Panel Paper: Designing the Homepath Study: Lessons from Piloting an Enhanced Housing First Treatment Model for Homeless Individuals with Substance Use Disorder

Saturday, November 9, 2019
I.M Pei Tower: Majestic Level, Majestic Ballroom (Sheraton Denver Downtown)

*Names in bold indicate Presenter

Edith Yang, MDRC


The recent opioid epidemic has led to a sharp increase in the unsheltered homeless population across the country, and the housing field has not found a consistently effective approach to treating substance use disorder among its most vulnerable residents. The goal of the HomePath study is to build evidence on a scalable treatment model of Housing First and shared medical appointments. Ultimately, the study aims to evaluate whether HomePath can increase housing stability and treatment retention for substance use disorder and reduce use of shelter, hospital, and criminal justice systems.

MDRC is conducting the HomePath feasibility study in Chicago, Illinois; Philadelphia, Pennsylvania; and Richmond, Virginia. The study will assess whether conducting a rigorous, full-scale evaluation of Housing First with shared medical appointments is possible. To do this, MDRC is assessing:

  • the viability of recruiting enough sample members to have the statistical power necessary for a rigorous full-scale evaluation;
  • whether the treatment contrast (that is, differences in services received) between the program and control groups is large enough to warrant further testing for program effects; and
  • whether reliable outcome data can be collected using administrative data sources.

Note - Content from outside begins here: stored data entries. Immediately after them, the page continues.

PR #47, opened 2022-08-05
created run file for degradation and failure

kbrunik:
Created failure class (failure.py)
Adds failure to generation from wind and pv.
Adds failure to battery used.
TODO: Add failure to hydrogen production.

Created run_degradation_failure.py
Combines degradation and failure class into one run file.
TODO: Add hydrogen production.


kbrunik:
Created a baseline scenario for HOMP land-based degradation and failure.
Outputs LCOE and LCOH with and without degradation and failure of each technology accounted for.

PR #69, opened 2022-11-12
SiteInfo loaded from KML file

dguittet:
- Reading a site from a KML file with exclusions
- Appending wind turbines and solar regions as placemarks to the KML file
- Write the updated KML file
- Tests in `tests/hybrid/test_layout.py` with `example_layout.kml`

@celine-carbonez @nimalgui Just FYI, no actions needed on your part


tests/hybrid/test_layout.py
```diff
@@ -145,4 +145,33 @@ def test_hybrid_layout_solar_only(site):
...
     for i in range(4):
         assert solar_region[i] == pytest.approx(expected_solar_region[i], 1e-3)
-        assert buffer_region[i] == pytest.approx(expected_buffer_region[i], 1e-3)
\ No newline at end of file
+        assert buffer_region[i] == pytest.approx(expected_buffer_region[i], 1e-3)
+
+
+def test_kml_file_read():
+    filepath = Path(__file__).absolute().parent / "layout_example.kml"
+    SiteInfo.kml_read(filepath)
```
Matthew-Boyd, line 153: Is this just testing that it doesn't raise an exception?

tests/hybrid/test_layout.py
```diff
@@ -145,4 +145,33 @@ def test_hybrid_layout_solar_only(site):
...
+    site = SiteInfo(site_data, solar_resource_file=solar_resource_file, wind_resource_file=wind_resource_file)
+
+    x = site.polygon.centroid.x
+    y = site.polygon.centroid.y
+    turb_coords = [x - 500, y - 500]
+    solar_region = Polygon(((x, y), (x, y + 5000), (x + 5000, y), (x + 5000, y + 5000)))
+
+    filepath_new = Path(__file__).absolute().parent / "layout_example2.kml"
+    site.kml_write(filepath_new, turb_coords, solar_region)
+    assert filepath_new.exists()
```
Matthew-Boyd, line 176: Maybe test that the file was (properly) written to as well?

Matthew-Boyd (approved):

tests/hybrid/test_layout.py
dguittet: The actual test is in line 159, but yes this line 153 will fail if an exception is raised. Is that what you mean?

dguittet: Oh nevermind, I see what you meant

PR #792, opened 2018-12-21
fix mdbook api func links and content

Connoropolous:
- [x] fix existing links


Connoropolous:
merging with one review because Zippy and I agreed it's ok to do so today, and merging with a failing test because it's a test that's also failing in develop branch, with someone else working on a fix

PR #794, opened 2018-12-21
add temporary checks in network handler to filter messages to others

zippy:
Currently a single process instance of the networking doesn't multi-plex correctly, and our code is assuming one spawn per systems.  This pr adds checks to filter messages so an instance doesn't processes messages intended for others.

### DIFF
--- a/core/src/network/handler/mod.rs
+++ b/core/src/network/handler/mod.rs
@@ -9,6 +9,30 @@ use crate::{
 use holochain_net_connection::{net_connection::NetHandler, protocol_wrapper::ProtocolWrapper};
 use std::{convert::TryFrom, sync::Arc};
 
+// FIXME: Temporary hack to ignore messages incorrectly sent to us by the networking
+// module that aren't really meant for us:
+fn is_me(c: &Arc<Context>, dna_hash: &str, agent_id: &str) -> bool {
+    // TODO: we also need a better way to easily get the DNA hash!!
+    let state = c
+        .state()
+        .ok_or("is_me could not get application state".to_string())
+        .unwrap();
+    let dna = state
+        .nucleus()
+        .dna()
+        .ok_or("is_me called without DNA".to_string())
+        .unwrap();
+    let my_dna_hash = base64::encode(&dna.multihash().unwrap());
+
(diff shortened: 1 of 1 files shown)


core/src/network/handler/mod.rs
```diff
@@ -9,6 +9,30 @@ use crate::{
 use holochain_net_connection::{net_connection::NetHandler, protocol_wrapper::ProtocolWrapper};
 use std::{convert::TryFrom, sync::Arc};
 
+// FIXME: Temporary hack to ignore messages incorrectly sent to us by the networking
+// module that aren't really meant for us:
+fn is_me(c: &Arc<Context>, dna_hash: &str, agent_id: &str) -> bool {
```
Connoropolous: @zippy finding the name 'is_me' is a little confusing... what "is me"? what "is us"? as per the comment. Who is me, who is us?

core/src/network/handler/mod.rs
```diff
@@ -18,20 +42,42 @@ pub fn create_handler(c: &Arc<Context>) -> NetHandler {
...
-            Ok(ProtocolWrapper::StoreDht(dht_data)) => handle_store_dht(dht_data, context.clone()),
+            Ok(ProtocolWrapper::StoreDht(dht_data)) => {
+                // NOTE data in message doesn't allow us to confirm agent!
+                if !is_me(&context, &dht_data.dna_hash, "") {
+                    return Ok(());
+                }
+                handle_store_dht(dht_data, context.clone())
+            }
             Ok(ProtocolWrapper::StoreDhtMeta(dht_meta_data)) => {
+                if !is_me(&context, &dht_meta_data.dna_hash, &dht_meta_data.agent_id) {
```
neonphog: I "think" this is the from agent_id, so maybe should be `""` here too.

core/src/network/handler/mod.rs
Connoropolous: Should/could this be called "message_is_for_me"?

zippy:
moving this into `real-networking` branch

zippy:
and actuall the function really is "is me" because there's no message in the function, it's just checking that the dna and the agent_id is the same as in the context.

PR #796, opened 2018-12-22
add globals to app_spec

zippy:
we have: [We can access the app dna hash in the zome](https://realtimeboard.com/app/board/o9J_kyiXmFs=/?moveToWidget=3074457346312836527)

and also

[runtime globals are actually correct values  (See invoke_init_globals)](https://realtimeboard.com/app/board/o9J_kyiXmFs=/?moveToWidget=3074457346367734561) in the SoA.  
as if they aren't implemented.

It actually looks to me like they are, at least partially, working.  As these app_spec tests seem to show.

Feedback?


zippy:
well, something in the build on circle CI causes it to come out with a different dna hash, then on my machine...

zippy:
hmmm dna address still coming back different that what happens when I run on my machine.  I'm using the nix-shell command `nix-shell --run hc-test-app-spec` so I really don't know what's different from what's happening on circleci when the wasm gets compiled.  @thedavidmeister @lucksus any ideas?

lucksus:
@zippy, I'm not sure but I guess any discrepancy in the toolchain will result in a different binary output. Maybe the hash should not be hardcoded in the test but rather taken from the DNA file under test?

core/src/nucleus/ribosome/api/init_globals.rs
```diff
@@ -20,7 +19,8 @@ pub fn invoke_init_globals(runtime: &mut Runtime, _args: &RuntimeArgs) -> ZomeAp
         dna_address: Address::from(""),
         agent_id_str: JsonString::from(runtime.context.agent_id.clone()).to_string(),
         // TODO #233 - Implement agent pub key hash
-        agent_address: Address::encode_from_str("FIXME-agent_address", Multihash::SHA2256),
+        agent_address: Address::from(""),
```
lucksus: Hm? Isn't this just:
```suggestion
        agent_address: Address::from(runtime.context.agent_id.address()),
```
?

core_types/src/dna/dna.rs
```diff
@@ -19,6 +19,11 @@ fn empty_object() -> Value {
     json!({})
 }
 
+//use uuid::Uuid;
+//fn new_uuid() -> String {
+//    Uuid::new_v4().to_string()
+//}
+
```
lucksus: Remove?

PR #798, opened 2018-12-22
Eav indexing

AshantiMutinta:
Implemented eav indexing using a hash version to denote versions. Makes use of immutable datastructures in which you can only have one copy of each for a given key. For the file storage, a hashfile which will depict versioning by storing addresses in it


core_types/src/eav.rs
```diff
@@ -28,6 +31,9 @@ pub type Attribute = String;
 /// Address of AddressableContent representing the EAV value
 pub type Value = Address;
 
+#[derive(PartialEq, Eq, Debug, Clone, Hash, PartialOrd, Ord)]
+pub struct Key(pub i64, pub Action, pub Uuid);
```
lucksus: Can we get a rustdoc on this central struct?

I am wondering why we need this complex key, and why a simple unsigned integer for the index is not enough?

AshantiMutinta: If you wanted to get a record of the eav at any point in time, you probably are not able to do that with the index only. Also, if we are looking at an agent centric POV, we have to look at it from the point that collisions are handled well. If the UUID is put there it wont overide a time + action enum

core_types/src/eav.rs
```diff
@@ -47,6 +55,60 @@ pub struct EntityAttributeValue {
...
+            Action::None
+        }
+    }
+}
+
+pub fn create_key(action: Action) -> Result<Key, HolochainError> {
+    Ok(Key(Utc::now().timestamp_nanos(), action, Uuid::new_v4()))
+}
+
+pub fn from_key(key: HashString) -> Result<Key, HolochainError> {
```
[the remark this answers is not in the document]
AshantiMutinta: This was left over from the old eavi implementation, it could just be a string, it was for when I was a hashmap instead of an ordmap

core_types/Cargo.toml
```diff
@@ -18,6 +18,9 @@ objekt="0.1.1"
 holochain_core_types_derive = { path = "../core_types_derive" }
 uuid = { version = "0.7", features = ["v4"] }
 regex = "^1.1"
+chrono = "0.4"
+guid-create = "^0.1.1"
```
thedavidmeister: unneccessary dep?

core_types/src/eav.rs
```diff
@@ -122,88 +176,117 @@ pub trait EntityAttributeValueStorage: objekt::Clone + Send + Sync + Debug {
...
+impl ExampleEntityAttributeValueStorage {
+    pub fn new() -> ExampleEntityAttributeValueStorage {
+        ExampleEntityAttributeValueStorage {
+            storage: Arc::new(RwLock::new(BTreeSet::new())),
         }
     }
+}
+
+pub fn increment_key_till_no_collision(
+    mut eav: EntityAttributeValueIndex,
```
thedavidmeister: why is eav mutable?

core_types/src/eav.rs
```diff
@@ -122,88 +176,117 @@ pub trait EntityAttributeValueStorage: objekt::Clone + Send + Sync + Debug {
...
+    if map
+        .iter()
+        .filter(|e| e.index == eav.index())
+        .collect::<BTreeSet<&EntityAttributeValueIndex>>()
+        .len()
+        > 0
+    {
+        let timestamp = eav.clone().index + 1;
+        eav.set_index(timestamp);
+        increment_key_till_no_collision(eav, map)
```
thedavidmeister: how does this preserve ordering better than generating a random squuid in a threaded situation?

core_types/src/lib.rs
```diff
@@ -32,6 +32,9 @@ extern crate maplit;
 
 extern crate uuid;
 
+extern crate chrono;
+extern crate guid_create;
```
thedavidmeister: extra dep

core_types/src/lib.rs
```diff
@@ -32,6 +32,9 @@ extern crate maplit;
...
+
 pub mod cas;
 pub mod chain_header;
 pub mod crud_status;
```
thedavidmeister: why the permissions and line ending changes in the files below?

core_types/src/eav.rs
```diff
@@ -122,88 +176,117 @@ pub trait EntityAttributeValueStorage: objekt::Clone + Send + Sync + Debug {
...
-#[derive(Clone, Debug)]
-pub struct ExampleEntityAttributeValueStorage {
-    content: Arc<RwLock<ExampleEntityAttributeValueStorageNonSync>>,
-}
-
-impl ExampleEntityAttributeValueStorage {
-    pub fn new() -> HcResult<ExampleEntityAttributeValueStorage> {
-        Ok(ExampleEntityAttributeValueStorage {
-            content: Arc::new(RwLock::new(ExampleEntityAttributeValueStorageNonSync::new())),
+pub fn get_latest(
```
thedavidmeister: can get_latest just be fetch_eav with take 1 or first or last?

is this duplicated logic or different for some reason?

core_types/src/eav.rs
```diff
@@ -70,17 +97,33 @@ fn validate_attribute(attribute: &Attribute) -> HcResult<()> {
...
-        Ok(EntityAttributeValue {
+        Ok(EntityAttributeValueIndex {
             entity: entity.clone(),
             attribute: attribute.clone(),
             value: value.clone(),
+            index: Utc::now().timestamp_nanos(),
+        })
+    }
+
+    pub fn new_with_timestamp(
```
thedavidmeister: i don't like that we're mixing terminology like "timestamp" and "index"

should just be "index" everywhere

core_types/src/eav.rs
```diff
@@ -31,23 +32,49 @@ pub type Value = Address;
...
     attribute: Attribute,
     value: Value,
-    // index: Index,
+    index: Index,
     // source: Source,
 }
 
-impl AddressableContent for EntityAttributeValue {
+pub struct IndexQuery {
+    start_time: Option<i64>,
```
thedavidmeister: just start and end i think, not "time"

core_types/src/cas/storage.rs
```diff
@@ -327,47 +329,66 @@ impl EavTestSuite {
...
+            let eav =
+                EntityAttributeValueIndex::new(&one.address(), &attribute.clone(), &many.address())
+                    .expect("Could not create eav");
+            expected_one.insert(eav);
+            let fetch_set = eav_storage
+                .fetch_eav(
+                    None,
+                    Some(attribute.clone()),
+                    Some(many.address()),
+                    IndexQuery::default(),
```
thedavidmeister: do we have tests for index queries other than `default`, e.g. range?

cas_implementations/src/lib.rs
```diff
@@ -7,13 +7,15 @@
...
 
 extern crate serde;
 extern crate serde_json;
 
+extern crate chrono;
+extern crate glob;
+
 pub mod cas;
 pub mod eav;
 pub mod path;
```
thedavidmeister: unrelated permissions changes in the files below

cas_implementations/src/eav/file.rs
```diff
@@ -94,88 +122,131 @@ impl EavFileStorage {
...
+            Ok(BTreeSet::new())
+        }
     }
 }
 
 impl EntityAttributeValueStorage for EavFileStorage {
-    fn add_eav(&mut self, eav: &EntityAttributeValue) -> Result<(), HolochainError> {
+    fn add_eav(
+        &mut self,
+        eav: &EntityAttributeValueIndex,
```
thedavidmeister: eavi?

cas_implementations/src/eav/file.rs
```diff
@@ -94,88 +122,131 @@ impl EavFileStorage {
...
-            .and_then(|_| self.write_to_file(ATTRIBUTE_DIR.to_string(), eav))
-            .and_then(|_| self.write_to_file(VALUE_DIR.to_string(), eav))
+        let new_eav = increment_key_till_no_collision(eav.clone(), fetched.clone())?;
+        self.write_to_file(ENTITY_DIR.to_string(), &new_eav)
+            .and_then(|_| self.write_to_file(ATTRIBUTE_DIR.to_string(), &new_eav))
+            .and_then(|_| self.write_to_file(VALUE_DIR.to_string(), &new_eav))?;
+        Ok(Some(new_eav.clone()))
     }
 
     fn fetch_eav(
```
thedavidmeister: `fetch_eavi`?

cas_implementations/src/eav/file.rs
```diff
@@ -21,6 +26,7 @@ const VALUE_DIR: &str = "v";
 pub struct EavFileStorage {
     dir_path: String,
     id: Uuid,
+    current_hash: HashString,
```
thedavidmeister: current_hash?

core_types/src/eav.rs
```diff
@@ -9,9 +9,10 @@ use crate::{
     error::{HcResult, HolochainError},
     json::JsonString,
 };
+use chrono::offset::Utc;
 use objekt;
 use std::{
-    collections::HashSet,
+    collections::BTreeSet,
```
thedavidmeister: why BTreeSet instead of HashSet?

core_types/Cargo.toml
AshantiMutinta: oh yes left over from previous, will remove that

core_types/src/eav.rs
AshantiMutinta: recursive function that returns non mutable eav. It is only mutable in the scope of this function

core_types/src/eav.rs
AshantiMutinta: Guards on eav so only one write per time, timestamps are sorted by i64 thus ordered

core_types/src/lib.rs
AshantiMutinta: That needs to come out for sure

core_types/src/lib.rs
AshantiMutinta: cargo fmt so line endings are affected differently on different systems. Windows vs linux

cas_implementations/src/lib.rs
AshantiMutinta: Same as above

cas_implementations/src/eav/file.rs
AshantiMutinta: yes those will need to be changed to that

cas_implementations/src/eav/file.rs
AshantiMutinta: remenants of old code, will change that

core_types/src/eav.rs
AshantiMutinta: Was a decision based on preserving order, two eavis won't have the same hash so we need a datastructure that implements an ordered trait to preserve order because of the index

core_types/src/eav.rs
AshantiMutinta: This is obtaining get latest for each and every entry in the list, it looks duplicated because it is being called while doing an fetch_eav. what we need is a fetch_eav_lazy which gets you the iterator so that you can be able to perform operations on it but that is more of a follow up. We are getting the latest timestamp of each entry that passes through that iterator

core_types/src/eav.rs
AshantiMutinta: I can change that for sure

core_types/src/eav.rs
AshantiMutinta: I can change that as well

core_types/src/cas/storage.rs
AshantiMutinta: I can definitely do add a ranged timestamp for sure, I was using the get_latest as a proof but a range as well would be good

core_types/src/eav.rs
thedavidmeister: kk

core_types/src/lib.rs
thedavidmeister: kk

core_types/src/eav.rs
thedavidmeister: so then i have the inverse question, why do we need to call it recursively

if this is one write at a time we should just be able to to `+ 1` against the current highest value if it equals the proposed index

core_types/src/cas/storage.rs
thedavidmeister: great

get_latest doesn't prove a range ;)

core_types/src/eav.rs
AshantiMutinta: This is a more fireproof way of incase you have multiple collisions on the nanoseconds.
value 1 = 0001, value 2 =0001, value 3 = 0001

If both of these are created at the same time, value 2 would be 0002 if I add only one. If it happens to value 3 and we add only 1 it would happen override value 2 because the timestamp would be 0002. That is why we need to iterate until we find no collisions :)

PR #800, opened 2018-12-28
Update for futures-preview alpha 11 and nightly-2018-12-26

zippy:
currently this comments out the async timeouts in:
`core/src/network/actions/get_entry.rs` and `core/src/network/actions/custom_sent.rs` because I'm not sure how to get them to work given the new changes, but I don't think we have any tests that test them either.

Adding that to the SoA as a follow up.

### DIFF
--- a/core/src/dht/actions/hold.rs
+++ b/core/src/dht/actions/hold.rs
@@ -14,10 +14,7 @@ use holochain_core_types::{
     entry::Entry,
     error::HolochainError,
 };
-use std::{
-    pin::{Pin, Unpin},
-    sync::Arc,
-};
+use std::{pin::Pin, sync::Arc};
 
 pub async fn hold_entry<'a>(
     entry: &'a Entry,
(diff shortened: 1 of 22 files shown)


core/src/dht/actions/hold.rs
```diff
@@ -37,8 +34,6 @@ pub struct HoldEntryFuture {
     address: Address,
 }
 
-impl Unpin for HoldEntryFuture {}
```
maackle: @zippy why is this removed? Assuming the compiler thinks it's no longer necessary?

core/src/dht/actions/remove_entry.rs
```diff
@@ -40,8 +40,6 @@ pub struct RemoveEntryFuture {
     action: ActionWrapper,
 }
 
-impl Unpin for RemoveEntryFuture {}
```
maackle: Same, why removed?

core/src/dht/actions/hold.rs
zippy: I had to.  Apparently Unpin became a private element (the use statement broke and I had to remove it), and gets auto-implemented in the default case.  I didn't dig too deep, just got it to work.

PR #803, opened 2018-12-28
WIP: Proper shutdown of network and instances when stopping Container

maackle:
TODO:
- [ ] tests


hdk-rust/tests/integration_test.rs
```diff
@@ -665,7 +665,7 @@ fn can_send_and_receive() {
     assert!(result.is_ok(), "result = {:?}", result);
     let agent_id = result.unwrap().to_string();
 
-    let (mut hc2, _) = start_holochain_instance("can_remove_modified_entry", "bob");
+    let (mut hc2, _) = start_holochain_instance("can_send_and_receive", "bob");
```
maackle: Wasn't sure about this one, seemed like the test shouldn't even pass without this change, can someone explain if it was actually supposed to be the other way?

maackle:
@neonphog I was also excited to use `Drop`, you'll see a few commit messages where I tried it and then abandoned it. I tried to use `Drop` to the utmost, but I learned some things:

- for joining, the signatures don't match: `drop(&mut self)` vs. `join(self)` so it's impossible to join during the drop without a last-second `mem::replace`. (I don't get why drop doesn't consume itself :man_shrugging:)
- I tried implementing shutdown of `Instance` and `P2pNetwork` through Drop, but several tests were going crazy because of a cloned `NetworkState` that was getting dropped repeatedly. That was only a problem because I took `NetworkState` out of its `Arc`, but I needed to do that to experiment with closing the network via `Drop` in the first place (because otherwise we can't be compile-time sure that all references have died out)

If you have any insight into how it can be effectively included, it would be easy to add in again.

core/src/network/reducers/shutdown.rs
```diff
@@ -0,0 +1,31 @@
+use crate::{action::ActionWrapper, context::Context, network::state::NetworkState};
+use holochain_net_connection::{
+    net_connection::NetConnection,
+    protocol_wrapper::{ProtocolWrapper, TrackAppData},
+};
+use std::sync::Arc;
+pub fn reduce_shutdown(
```
thedavidmeister: is lifecycle management for a stateful entity in our system part of the state of the entity (which is what reducers are for)?

i'm imagining if this was a database, then this would be like needing an `INSERT` query every time we open/close a connection to the database

could we use the topological evaluation that nicho added for lifecycle management?

i'm thinking something like this https://github.com/stuartsierra/component

maackle: @thedavidmeister I would say yes only because the current architecture requires us to put the entity into an "is_shut_down" state rather than completely destroying it, because there may still be live references to it in other threads. This is the case both for Arc references in core and for references to the instance in the mock network.

thedavidmeister: @maackle what does "is shut down" mean if there are "live references to it"?

could you explain a simple example of how that works?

In Philadelphia and Richmond, the study will examine only the implementation of the program. In Chicago, MDRC is piloting a natural experiment design, taking advantage of the inherent randomness of the permanent supportive housing match process through the city’s coordinated entry system for housing. Study participants matched to Housing First providers are in the program group, and those matched to other housing providers are in the control group. MDRC is collecting Homeless Management Information System data from the City of Chicago and clinic data from Heartland Alliance Health for the feasibility study.

This presentation offers an early look at lessons and findings from the HomePath feasibility study. The paper will provide an overview of the theory of change for the treatment model. It will address sample recruitment and buildup, and strengths and challenges in engaging patients in the shared medical appointments across the three jurisdictions. For the Chicago pilot, the paper will provide additional information on the research design process, on whether the treatment model appears to be increasing connections to housing and health services, and on whether available administrative data can capture adequate estimates of longer-term housing stability, health, and healthcare outcomes that HomePath hopes to improve. The paper will also outline recommendations and next steps for scaling up the HomePath evaluation.